§ PROBLEM TO WORK ON: Pick out each line below containing "interface".

§ ENTRIES SHOWN:

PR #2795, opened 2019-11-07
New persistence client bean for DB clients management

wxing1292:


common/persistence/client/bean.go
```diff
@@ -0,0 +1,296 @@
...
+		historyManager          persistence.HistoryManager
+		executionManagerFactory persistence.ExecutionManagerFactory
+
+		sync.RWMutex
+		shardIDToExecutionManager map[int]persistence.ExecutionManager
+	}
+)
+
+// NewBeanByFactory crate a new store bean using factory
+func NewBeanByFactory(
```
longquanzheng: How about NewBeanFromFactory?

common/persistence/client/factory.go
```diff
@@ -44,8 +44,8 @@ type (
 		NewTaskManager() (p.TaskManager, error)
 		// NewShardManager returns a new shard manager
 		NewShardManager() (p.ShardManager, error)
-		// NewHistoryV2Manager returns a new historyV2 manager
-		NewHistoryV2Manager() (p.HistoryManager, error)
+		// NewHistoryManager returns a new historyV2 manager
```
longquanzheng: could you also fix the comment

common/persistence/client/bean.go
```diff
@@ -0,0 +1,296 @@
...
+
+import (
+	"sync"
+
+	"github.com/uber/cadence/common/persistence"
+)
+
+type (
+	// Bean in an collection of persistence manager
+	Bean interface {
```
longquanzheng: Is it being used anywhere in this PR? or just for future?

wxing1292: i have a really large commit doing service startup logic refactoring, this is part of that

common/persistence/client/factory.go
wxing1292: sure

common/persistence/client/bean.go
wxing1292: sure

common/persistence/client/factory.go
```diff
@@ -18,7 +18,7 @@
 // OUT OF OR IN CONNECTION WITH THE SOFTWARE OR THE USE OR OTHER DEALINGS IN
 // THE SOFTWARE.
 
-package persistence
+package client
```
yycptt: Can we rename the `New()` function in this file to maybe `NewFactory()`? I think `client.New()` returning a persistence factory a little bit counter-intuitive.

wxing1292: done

---

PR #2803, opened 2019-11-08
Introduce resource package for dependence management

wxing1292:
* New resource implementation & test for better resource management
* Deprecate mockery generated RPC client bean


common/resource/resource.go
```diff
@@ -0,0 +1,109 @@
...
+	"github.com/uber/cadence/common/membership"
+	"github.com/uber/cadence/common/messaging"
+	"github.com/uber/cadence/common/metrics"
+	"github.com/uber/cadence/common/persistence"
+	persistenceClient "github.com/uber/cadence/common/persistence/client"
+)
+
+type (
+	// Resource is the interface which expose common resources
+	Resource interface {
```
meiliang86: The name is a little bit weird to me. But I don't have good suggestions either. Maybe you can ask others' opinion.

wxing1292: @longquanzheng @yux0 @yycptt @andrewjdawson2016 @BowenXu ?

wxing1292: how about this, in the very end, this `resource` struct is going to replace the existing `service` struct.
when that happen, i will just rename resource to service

...

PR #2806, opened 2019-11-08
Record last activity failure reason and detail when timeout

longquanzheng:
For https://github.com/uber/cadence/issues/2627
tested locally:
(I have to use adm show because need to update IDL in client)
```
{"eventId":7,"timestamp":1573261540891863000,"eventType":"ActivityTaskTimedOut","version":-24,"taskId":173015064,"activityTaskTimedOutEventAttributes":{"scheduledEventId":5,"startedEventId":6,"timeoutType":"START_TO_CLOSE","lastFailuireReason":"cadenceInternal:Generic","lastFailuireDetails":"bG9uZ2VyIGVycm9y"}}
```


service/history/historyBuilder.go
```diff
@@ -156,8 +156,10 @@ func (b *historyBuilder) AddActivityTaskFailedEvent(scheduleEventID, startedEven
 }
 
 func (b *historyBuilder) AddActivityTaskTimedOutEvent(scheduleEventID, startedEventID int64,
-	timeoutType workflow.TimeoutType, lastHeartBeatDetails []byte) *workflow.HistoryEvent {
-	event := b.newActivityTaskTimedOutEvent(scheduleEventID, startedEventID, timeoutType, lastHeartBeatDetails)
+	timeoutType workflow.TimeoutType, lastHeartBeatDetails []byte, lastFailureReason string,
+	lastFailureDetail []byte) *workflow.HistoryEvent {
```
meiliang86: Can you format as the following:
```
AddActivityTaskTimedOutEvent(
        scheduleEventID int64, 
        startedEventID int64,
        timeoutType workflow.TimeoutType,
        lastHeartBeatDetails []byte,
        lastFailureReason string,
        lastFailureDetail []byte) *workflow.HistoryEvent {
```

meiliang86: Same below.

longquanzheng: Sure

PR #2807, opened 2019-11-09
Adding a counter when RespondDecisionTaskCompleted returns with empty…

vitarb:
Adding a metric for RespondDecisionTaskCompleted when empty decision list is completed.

§ TASK OUTPUT:
+	Bean interface {
+	// Resource is the interface which expose common resources
+	Resource interface {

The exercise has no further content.